Read through the lines below and copy the ones holding the string "const".

[Excerpted data — start]

PR #345, opened 2017-08-29
Fix: Re-scale annotation canvases on zoom

pramodsum:
- Fixes the bug where the annotations canvas fails to re-render on zoom which results in highlights and drawings being incorrectly positioned
- Includes a CSS fix for highlight create dialog on mobile

### DIFF
--- a/src/lib/annotations/doc/DocAnnotator.js
+++ b/src/lib/annotations/doc/DocAnnotator.js
@@ -36,7 +36,7 @@ const CLASS_DEFAULT_CURSOR = 'bp-use-default-cursor';
 // Required by rangy highlighter
 const ID_ANNOTATED_ELEMENT = 'bp-rangy-annotated-element';
 
-const annotationLayers = [CLASS_ANNOTATION_LAYER_HIGHLIGHT, CLASS_ANNOTATION_LAYER_DRAW];
+const ANNOTATION_LAYER_CLASSES = [CLASS_ANNOTATION_LAYER_HIGHLIGHT, CLASS_ANNOTATION_LAYER_DRAW];
 
 /**
  * For filtering out and only showing the first thread in a list of threads.
@@ -388,7 +388,7 @@ class DocAnnotator extends Annotator {
      */
     renderAnnotationsOnPage(pageNum) {
         // Scale existing canvases on re-render
-        this.scaleAnnotationCanvases(pageNum, annotationLayers);
+        this.scaleAnnotationCanvases(pageNum);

[Excerpted data — finish]

[Answer for the task]
@@ -36,7 +36,7 @@ const CLASS_DEFAULT_CURSOR = 'bp-use-default-cursor';
 const ID_ANNOTATED_ELEMENT = 'bp-rangy-annotated-element';
-const annotationLayers = [CLASS_ANNOTATION_LAYER_HIGHLIGHT, CLASS_ANNOTATION_LAYER_DRAW];
+const ANNOTATION_LAYER_CLASSES = [CLASS_ANNOTATION_LAYER_HIGHLIGHT, CLASS_ANNOTATION_LAYER_DRAW];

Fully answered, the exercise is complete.